Jerry - our boat is 22 feet so under the 7m limit. Where were you looking to store your boat when you inquired? 

We need to find someone we can trust / a marina where we can moor the boat on a wet berth over the summer and then a dry internal storage over the winter. Towing from the UK and back is getting tiresome and expensive! 

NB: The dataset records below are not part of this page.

PR #156, opened 2022-02-12
Changed Rc<Tileset> to Arc<Tileset>

Anti-Alias:
Hey, thanks for accepting my PR a few days ago.
It was my first contribution to an open source project!

Right now, I'm working on a project using the Bevy game engine and am making an AssetLoader for TiledMap.
Bevy is inherently multithreaded by design, and Assets can be shared across Threads, so they must implement Send + Sync.

I'm still new to Rust, and I found out the hard way that all structs implement Send + Sync automatically unless they have fields that do not implement Send + Sync.

Rc is one of those types.

It's for this reason that I'd like to change Rc<Tileset> to Arc<Tileset> as this would allow for a Map to be sent and shared between threads. I don't believe that this would impact performance much since the reference count for tilesets is really only changed during the creation and destruction of the map as far as I can tell. I'm not sure if this is subject to change.

I'd like to know what you guys think, though.

### DIFF
--- a/.github/workflows/rust.yml
+++ b/.github/workflows/rust.yml
@@ -17,6 +17,9 @@ jobs:
     - uses: actions/checkout@v2
     - uses: Swatinem/rust-cache@v1
 
+    - name: Update package manager
+      run: sudo apt-get update
+
     - name: Install dependencies
       run: sudo apt-get install -y libsfml-dev libcsfml-dev
 
--- a/.github/workflows/rust.yml
+++ b/.github/workflows/rust.yml
@@ -15,11 +15,13 @@ jobs:
 
     steps:
     - uses: actions/checkout@v2
-
     - uses: Swatinem/rust-cache@v1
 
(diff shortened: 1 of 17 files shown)


alexdevteam (approved):
Looks good, thanks!

alexdevteam:
We'll wait until the #154 hotfix merges first, though.

alexdevteam:
@Anti-Alias Could you merge with master?

bjorn (approved):
Yeah, I guess it's not worth making this somehow optional. Indeed there should not be any noticeable impact on performance in making the reference counting atomic.

Anti-Alias:
@alexdevteam I don't seem to have write access, so I cannot merge myself.

Anti-Alias:
> 

Aha, didn't realize.
Sure, I'll do that now.

alexdevteam:
Thank you for your contribution!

We have looked into purchasing property with local estate agents in Tomar but there is not a great deal of lakeside villas on the market so will continue to rent in the short term.


----------



## jerryceltner (May 15, 2012)

As soon as I found out about the 7 metre limit I gave up. Let me have a look in the area and get back to you. It will take a few days so bear with me. There is a villa with it's own mooring on the lake which is wonderful. You come out onto the balcony and see the view of the lake. This is 4 bedrooms and own pool. Walk or drive the 50 metres and you are on the pontoon. The problem is that you are talking about 500,000 euros but house prices are at a premium because of the views and a lot of professional people from Lisbon use this area for 2nd homes.


----------



## canoeman (Mar 3, 2011)

Castenheria's (de Pera) not on the lake unless there's two, link might be too far north but they should know who else is on lake and can offer services your looking for.


----------



## heavenonearth (Sep 30, 2012)

The GPS Co-ordinates for Lagoa Azul Marina Castanheira 39.669539,-8.232558


----------



## heavenonearth (Sep 30, 2012)

Castanheira is about 20 mins from Tomar and is on the lakeside, 10 mins from Ferreira and 5 mins from the pria fluval.


----------



## canoeman (Mar 3, 2011)

That took some finding VisitTemplarios


----------



## heavenonearth (Sep 30, 2012)

The picture above is not of the marina. These are private pontoon moorings. 
The marina is slightly further south and is in a sheltered position from the main stretch of the lake. It is where the wakeboard competition is held.


----------



## heavenonearth (Sep 30, 2012)

I have tried to attach a picture 
.


----------



## canoeman (Mar 3, 2011)

The marina your referring to is the one I put in 1st answer which OP has said is too far North for him


----------



## heavenonearth (Sep 30, 2012)

The link you posted originally was for a marina in Trizio, which is much further north. They have a campsite etc which is shown on the website. We have been there but we felt it was too far for us to travel as well. 

The picture I posted was of the marina I meant, at Castanheira and this is where my boat has been stored for the last 4 years and is nowhere near Trizio! If you put in the The GPS co-ordinates I posted previously, into Google maps, you will see that there is quite some difference in distance between Castenheira and Trizio. 

To the OP - Clube Nautico Lago Azul is the name of the marina but it does not have a functioning website. The service they provide will suit your requirements. They will also launch and recover boats, which is included in the membership fee.


----------



## canoeman (Mar 3, 2011)

Do you know of any one site that gives info for the lake?? when we've researched or visited property viewing we've never been able to find one or two sites, it's always been very disjointed.


----------



## wakegazer (Aug 17, 2012)

Thanks heavenonearth. We stay near Levegada at the south end not too far from the dam so that's still a way north. But, what's an hour boat ride at the beginning and end of a stay.. 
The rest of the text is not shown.